Fig. 1  the distribution of scaled anomalies for June from Agassiz (711130-99999), with the flagged ones highlighted in red.  Distribution from all years before 2021 is in black, and from all years including 2021 in grey. Blue is the fit to the data including skew and kurtosis using Gauss-Hermite polynomials. Note the logarithmic y-axis. 

Here again, a handful of observations were being flagged because they fall beyond the bulk, but only when ignoring others from the incomplete calendar year.  What we also noted was the single observation at the low end being flagged.  This test should look for gaps at least two bin-widths wide (so two consecutive empty bins), and this doesn't seem to have been the case.  We fixed that at the same time as the other changes.
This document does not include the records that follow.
Issue #7467, opened 2022-11-22
AI Summary: track relevant events


nickoferrall:
To understand whether the AI summary feature has been used and is useful, we'll want to track relevant events. 

Speak with the data team to find out which events should be tracked and update the AC below.

### Proposed AC

- [ ] Track when the meeting summary has been viewed

nickoferrall:
Hey @tghanken, are there any events that we should start tracking now for this feature?

tghanken:
I'd like to track both views and engagement:

### Views
- Event: `Viewed AI Summary`
  - Property `source`: either `Meeting Summary` or `Discussion`
  - Property `tier`: user's tier, so we can track if the trial works
  - Property `meetingId`
 
### Engagement
I'm a little less certain of what we can/should track here.  Do we have any finalized designs yet?  I think at the bare minimum, we can track reactjis in the discussion, but maybe we could have a "learn more" CTA or other way for them to interact?  Regardless, we can use our existing tracking to see if this drives conversions, it'll just be hard to see if people find the actual feature useful without some kind of non-paid conversion action.

PR #7619, opened 2023-01-04
chore(ai-summary): track when the summaries are viewed

nickoferrall:
Fix https://github.com/ParabolInc/parabol/issues/7467

### To test

- [ ] When the meeting summary is viewed with an AI Summary, an event is tracked in Segment
- [ ] When the discussion thread is viewed with an AI Topic Summary, an event is tracked in Segment
- [ ] Track adding an emoji to the AI comment in the discussion thread

### DIFF
--- a/packages/client/components/ThreadedCommentBase.tsx
+++ b/packages/client/components/ThreadedCommentBase.tsx
@@ -1,7 +1,7 @@
 import styled from '@emotion/styled'
 import graphql from 'babel-plugin-relay/macro'
 import {convertToRaw, EditorState} from 'draft-js'
-import React, {ReactNode, useRef, useState} from 'react'
+import React, {ReactNode, useEffect, useRef, useState} from 'react'
 import {commitLocalUpdate, createFragmentContainer} from 'react-relay'
 import useAtmosphere from '~/hooks/useAtmosphere'
 import useEditorState from '~/hooks/useEditorState'
@@ -14,8 +14,10 @@ import isTempId from '~/utils/relay/isTempId'
 import {ThreadedCommentBase_comment} from '~/__generated__/ThreadedCommentBase_comment.graphql'
 import {ThreadedCommentBase_discussion} from '~/__generated__/ThreadedCommentBase_discussion.graphql'
 import {ThreadedCommentBase_viewer} from '~/__generated__/ThreadedCommentBase_viewer.graphql'
+import SendClientSegmentEventMutation from '../mutations/SendClientSegmentEventMutation'
 import anonymousAvatar from '../styles/theme/images/anonymous-avatar.svg'
 import deletedAvatar from '../styles/theme/images/deleted-avatar-placeholder.svg'
+import {PARABOL_AI_USER_ID} from '../utils/constants'
 import {DiscussionThreadables} from './DiscussionThreadList'
 import CommentEditor from './TaskEditor/CommentEditor'
 import ThreadedAvatarColumn from './ThreadedAvatarColumn'
@@ -87,6 +89,17 @@ const ThreadedCommentBase = (props: Props) => {
       editorRef.current?.focus()
     })
   }
+
+  useEffect(() => {
+    if (createdByUserNullable?.id === PARABOL_AI_USER_ID) {
+      SendClientSegmentEventMutation(atmosphere, 'AI Summary Viewed', {
+        source: 'Discussion',
+        tier: viewer.tier,
+        meetingId,
+        commentId
+      })
+    }
+  }, [])
 
   const onToggleReactji = (emojiId: string) => {
     if (submitting) return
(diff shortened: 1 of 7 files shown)


packages/client/components/ThreadedCommentBase.tsx
```diff
@@ -88,6 +90,20 @@ const ThreadedCommentBase = (props: Props) => {
...
 
+  useEffect(() => {
+    if (createdByUserNullable?.id === PARABOL_AI_USER_ID) {
+      const contentState = editorState.getCurrentContent()
+      const summary = contentState.getPlainText()
+      SendClientSegmentEventMutation(atmosphere, 'AI Summary Viewed', {
+        source: 'Discussion',
+        tier: viewer.tier,
+        meetingId,
+        discussionTopicId,
```
nickoferrall, line 101: @tghanken I added the `discussionTopicId` to the Discussion event as the `AI Summary Viewed` event will be triggered for every Discuss Stage. With `discussionTopicId`, we can see which topic is being summarised

packages/client/modules/email/components/SummaryEmail/MeetingSummaryEmail/WholeMeetingSummaryResult.tsx
```diff
@@ -0,0 +1,103 @@
...
+  const {stages} = discussPhase ?? {}
+  const explainerText = team?.tier === 'starter' ? AIExplainer.STARTER : AIExplainer.PREMIUM_MEETING
+  useEffect(() => {
+    const discussionSummaries = stages?.map((stage) => stage.discussion?.summary).filter(isNotNull)
+    SendClientSegmentEventMutation(atmosphere, 'AI Summary Viewed', {
+      source: 'Meeting Summary',
+      tier: meeting.team.tier,
+      meetingId: meeting.id,
+      discussionSummaries,
+      summary: wholeMeetingSummary
```
nickoferrall, line 78: I thought we could add the summaries to the segment events. This way, we can read through the summaries to see if they make sense or if the OpenAI prompt needs adjusting. 

In the meeting summary, I'm tracking both the `wholeMeetingSummary` and all of the `discussionSummaries`, i.e. the summary of the discussion threads. The topic summary is being tracked in the discussion thread.

packages/server/graphql/mutations/addReactjiToReactable.ts
```diff
@@ -164,13 +165,16 @@ const addReactjiToReactable = {
...
     analytics.reactjiInteracted(
       viewerId,
       meetingId,
       meetingType,
       reactableId,
       reactableType,
-      !!isRemove
+      reactji,
+      !!isRemove,
+      isAIComment
```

As for the climatological check, we treated the complete and incomplete years separately, which meant that these observations were now tentatively flagged, which can be unset by the neighbour check (Figure 2).
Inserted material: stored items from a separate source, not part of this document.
PR #7937, opened 2023-03-17
fix: fix non-enterprise usage stats, use teams limit algorithm

### LINKED ISSUE #7831: Teams limit: Use a single method for counting active teams everywhere
Currently, we count active teams differently in usage stats and teams limit

* For usage stats we count teams with 2 team members.
* For teams limit, team may have 2 team members or more, but it is important that these 2 members are actually attended the meetings, not just added to the team and login.
* For usage stats, org should have at leasе one fresh meeting
* For teams limit team must have 3 meetings (with more than 1 attendee)

We need to use a single algorithm everywhere

Context: https://github.com/ParabolInc/parabol/pull/7799#discussion_r1121250099

### LINKED ISSUE #7916: Usage stats shows incorrect count of active teams
Based on data reported [here](https://parabol.slack.com/archives/C042E8PGPD4/p1678718317634859), we have one organization that has only 3 active teams, while the usage stats shows 8 active teams

AC:

- Determine the root cause
- Show the correct number of active teams

igorlesnenko:
fixes #7916 
fixes #7831

### DIFF
--- a/packages/server/graphql/public/types/Company.ts
+++ b/packages/server/graphql/public/types/Company.ts
@@ -1,27 +1,55 @@
 import getRethink from '../../../database/rethinkDriver'
 import {RDatum, RValue} from '../../../database/stricterR'
 import TeamMember from '../../../database/types/TeamMember'
-import {getUserId, isSuperUser} from '../../../utils/authorization'
+import {getUserId} from '../../../utils/authorization'
 import errorFilter from '../../errorFilter'
 import isValid from '../../isValid'
 import {CompanyResolvers} from '../resolverTypes'
 import getActiveTeamCountByOrgIds from './helpers/getActiveTeamCountByOrgIds'
 import {getTeamsByOrgIds} from './helpers/getTeamsByOrgIds'
+import {DataLoaderWorker} from '../../graphql'
+import AuthToken from '../../../database/types/AuthToken'
 
 export type CompanySource = {id: string}
 
+const getSuggestedTierOrganizations = async (
+  domain: string,
+  authToken: AuthToken,
+  dataLoader: DataLoaderWorker
+) => {
+  const organizations = await dataLoader.get('organizationsByActiveDomain').load(domain)
+  const orgIds = organizations.map(({id}) => id)
+  const viewerId = getUserId(authToken)
+  const allOrganizationUsers = (
+    await Promise.all(
+      orgIds.map((orgId) => {
+        return dataLoader.get('organizationUsersByUserIdOrgId').load({orgId, userId: viewerId})
+      })
+    )
+  ).filter(isValid)
+  // If suggestedTier === enterprise, that means the user is allowed to see across
+  // all organizations, even the ones they are not a member of!
+  const isViewerAllowedToSeeAll = allOrganizationUsers.some(
+    ({suggestedTier}) => suggestedTier === 'enterprise'
+  )
+  if (isViewerAllowedToSeeAll) return organizations
+  // Pro-qualified or unqualified users can only see orgs that they are apart of
+  const allowedOrgIds = allOrganizationUsers.map(({orgId}) => orgId)
+  return organizations.filter((organization) => allowedOrgIds.includes(organization.id))
+}
+
 const Company: CompanyResolvers = {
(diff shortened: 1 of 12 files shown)


packages/server/graphql/public/types/Company.ts
```diff
@@ -174,43 +202,7 @@ const Company: CompanyResolvers = {
...
-    const isViewerAllowedToSeeAll = allOrganizationUsers.some(
-      ({suggestedTier}) => suggestedTier === 'enterprise'
-    )
-    if (isViewerAllowedToSeeAll) return organizations
-    // Pro-qualified or unqualified users can only see orgs that they are apart of
-    const allowedOrgIds = allOrganizationUsers.map(({orgId}) => orgId)
-    return organizations.filter((organization) => allowedOrgIds.includes(organization.id))
-  },
-
-  viewerOrganizations: async ({id: domain}, _args, {authToken, dataLoader}) => {
```
igorlesnenko, line 201: I removed `viewerOrganizations` and removed `if (isSuperUser(authToken)) return organizations` check from `organizations`

`viewerOrganizations` seems to be a "workaround" to avoid this check. But do we need this check at all? It feels confusing as it breaks expected logic for super users.

If we need this later I think its better to create some admin tools or `allDomainOrganizations` prop

packages/server/graphql/public/types/helpers/getActiveTeamCountByOrgIds.ts
```diff
@@ -1,76 +1,15 @@
...
-import {InputMaybe} from '../../resolverTypes'
-import {getTeamsByOrgIds} from './getTeamsByOrgIds'
+import getTeamIdsByOrgIds from '../../../../postgres/queries/getTeamIdsByOrgIds'
+import getActiveTeamCountByTeamIds from './getActiveTeamCountByTeamIds'
 
-const THIRTY_DAYS = 1000 * 60 * 60 * 24 * 30
+// Active team is the team that completed 3 meetings with more than 1 attendee
+// and have had at least 1 meeting in the last 30 days
+// Warning: the query is very expensive
+// TODO: we need to store all calculations in the database, e.g. attendeeCount
```
igorlesnenko, line 7: It is easier to store many of needed calculations in the database. We have very expensive queries otherwie.

packages/server/graphql/public/types/helpers/getActiveTeamCountByTeamIds.ts
```diff
@@ -0,0 +1,59 @@
+import getRethink from '../../../../database/rethinkDriver'
+import {RDatum, RValue} from '../../../../database/stricterR'
+import {Threshold} from '~/types/constEnums'
+// Uncomment for easier testing
+//import { ThresholdTest as Threshold } from "~/types/constEnums";
+
+// Active team is the team that completed 3 meetings with more than 1 attendee
+// and have had at least 1 meeting in the last 30 days
+// Warning: the query is very expensive
+// TODO: store all calculations in the database, e.g. meeting.attendeeCount
```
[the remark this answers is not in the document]
igorlesnenko: Issue created: https://github.com/ParabolInc/parabol/issues/7975

Dschoordsch (changes requested):
Looks good! Did not test yet.
@tghanken do you run any GraphQL queries? Could you be affected when we remove some of the fields?

tghanken:
> @tghanken do you run any GraphQL queries? Could you be affected when we remove some of the fields?

None of our core processes are using GraphQL today, so this should be safe to merge from a data perspective.

Dschoordsch (changes requested):
To me it seems #7831 is not completely solved. I see 1 active team, but supposedly I'm over the 2 free teams limit?
Screenshot from 2023-04-03 12-35-17

igorlesnenko:
@Dschoordsch The message you see is based on `tierLimitExceededAt` flag, rather than on a real time data. 
Is it possible that you have tested teams limits before based on test configuration and the `tierLimitExceededAt` flag has remained on since then?

If this is the case, If you remove the flag manually from the DB, run and complete a meeting, the warning should not appear anymore

Dschoordsch (approved):
Nevermind, it's because of the testing conditions: being on starter and having enterprise suggested.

Fig 2. Same as Fig. 1, but with the data from June 2021 now being correctly marked as tentatively flagged.  Orange vertical lines are derived from the fit of the distribution (blue) to complete years only (black), and red ones are where a gap has been found.  The Purple and Pink are derived when including the final month.

The final thing that we wanted to change was the nature of the curve being used to fit the distribution.  When putting this code together, we wanted to include skew and kurtosis, as the distributions were clearly non-gaussian.  At the time, we used Gauss-Hermite polynomials to obtain the fit with these higher moments of the distribution.  However, we have since found that these sometimes have artefacts which result in some "wiggles" in the distributions (see Figure 1).  Although this approach is still useful for gauging where to start looking for gaps in the distribution, but we thought that this was an opportunity to see what else could be done.  We tried using the same skewed distribution (no kurtosis) as for the climatological outlier check.

Fig. 3: Same as Fig. 2, but now using a skewed-Gaussian ditribution for the fit rather than the Gauss-Hermite polynomials.

For this month, it is a more sensible fit, and also has a co-benefit of moving the value from which this test starts searching for a gap to the right, and so includes all of the hot temperatures in June.